EXCERPTS FROM CHAPTER 3: TO AMERICA I WILL GO
The Battle of Caporetto
The Italian Army artillery units opened fire on the Austrian trench. They fired round after round without stopping. The ground trembled and shook from the exploding shells that fell only two hundred yards away from me. Echoes of one explosion after another rumbled through the surrounding mountains like thunder. My eardrums ached from the pounding concussion of the big guns behind me. The purpose of it all was to keep the Austrian soldiers pinned down in their trench. Artillery fire rarely killed enemy soldiers because they could hide in underground rooms in their trench. But forcing the Austrians to remain hidden, and to keep their heads down, would make them blind to the coming attack.
As the Italian artillery shells whistled overhead, I heard Antonio say a prayer and make the sign of the cross. He looked at me and said: “There are no atheists in the trenches.” I nodded in agreement. Then Antonio climbed the wall of the trench and waited for the command to go over the top. “I will see you in a couple of hours,” he shouted to me over the sounds of the artillery bombardment,“. . . if I am one of the lucky ones to come back.”
When the command to attack was given, Antonio and the other Arditi soldiers raised their fists into the air and yelled in unison: “A chi l’onore [Who deserves the glory]? A noi [We do]!” Then, they scrambled over the parapet and into No Man’s Land.

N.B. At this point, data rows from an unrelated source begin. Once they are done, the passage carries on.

PR #70, opened 2019-02-18
Add cabal v2-install instructions

phadej:


3abc:
`cabal update` is still the legacy version. Does `cabal v2-update` do the same?

phadej:
@3abc for these purposes yes. Can be either one.

phadej:
Changed `install` to `v2-install`

INSTALL.md
```diff
@@ -22,6 +22,84 @@ Agda see:
 
 https://agda.readthedocs.io/
 
+cabal v2-install instructions
+=============================
+
+cabal `v2-build` is a new operating mode, which makes projects
+not interfere with each other. To download and compile the development
+version Agda with a `v2-build`, you need to download recent
+version of [`cabal-install`](https://www.haskell.org/cabal/download.html).
```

“Theirs not to reason why, theirs but to do and die . . .”
I watched as the Arditi soldiers crawled on their bellies through No Man’s Land. They slithered like snakes underneath tangles of barbed wire, through bomb craters, and past dead bodies and debris. Closer and closer, they crawled to the Austrian trench, moving forward under the cover of the constant artillery fire. When they came within a few yards of the edge of the enemy trench, their own shells were exploding all around them.
Antonio held up his hand, signaling the Italian artillery bombardment to cease. When the bombs stopped falling, the Arditi took hand grenades from their belts and tossed them into the enemy trench, forcing their enemy to stay under cover and to keep their heads down for a few seconds more. Then, the Arditi unsheathed their daggers and slipped into the enemy trench.
The whole area got quiet. It was eerie.
An hour later, I saw Antonio emerge from the Austrian trench. He didn’t crawl; he raced back toward the Italian line. He ran through No Man’s Land in a zigzag pattern, splashing through mud and puddles, and leaping over coils of barbed wire and debris. When he reached the Italian trench, he dove head first over the parapet, just as Austrian machine gun fire erupted, kicking up bits of rock and earth at his feet. I ducked down.
Antonio picked himself up off the muddy trench floor, clutched his chest, and strained to catch his breath. Many of his friends didn’t make it back. Antonio was one of the lucky ones.
“I . . . will . . . survive . . . this,” Antonio said, breathing heavily and coughing out his words. “To America . . . I will go.”
Christmas Eve 1917
Near the Piave River on the Austrian Front
After a while on the front lines, you don’t hear the shelling; you hear the silence when the shelling stops. The shelling stopped on Christmas Eve.
It was a clear night. There was only one wisp of a white cloud in the dark sky. Antonio and I watched the cloud drift across the face of the full moon. The battlefield had been quiet all evening. But then, at about midnight, we heard singing. The singing was low at first, but gradually grew louder. It was the Austrians singing in their trench. Their voices floated on the cold night air, unmistakable even from two hundred yards away, across No Man’s Land. I didn’t have to understand the words to recognize the song.
Stille Nacht! Heilige Nacht!
Alles schlaft; einsam wacht Nur das traute heilige Paar.
Holder Knab’ im lockigten Haar, Schlafe in himmlischer Ruh!
Schlafe in himmlischer Ruh!
[Silent Night! Holy Night!
All is calm; all is bright Round yon Godly tender pair.
Holy infant with curly hair, Sleep in Heavenly peace!
Sleep in Heavenly peace!]
I sang the carol softly in English, against the background chorus of Austrian voices. Antonio looked at me and asked what the name of the song was. It was the first time he had ever heard the song, Silent Night.
November 11, 1918
The Great War Ends
The day the war ended, Antonio lay in a hospital bed, nearly unconscious from fever. He had contracted malaria from the mosquitoes that swarmed in the wet trenches and on the riverbanks during the late summer and early autumn. I was with Antonio in the Italian army hospital in Treviso, Italy, near the Piave River and the Austrian Front. The medics had carried him out of heavy fighting during the Vittorio-Veneto offensive that began on October 24. In the hospital, Antonio was being treated for his malaria with quinine.
I was glad that the war was over. The horrible, bloody war was waged for nothing more than territory and power and pride. The Great War wasted a generation of young men.
I told Antonio that the war was over, but because of his high fever, I wasn’t sure that he had heard me. He had been delirious for hours. But then he looked up at me and whispered: “I...will...survive... this. To America . . . I will go.”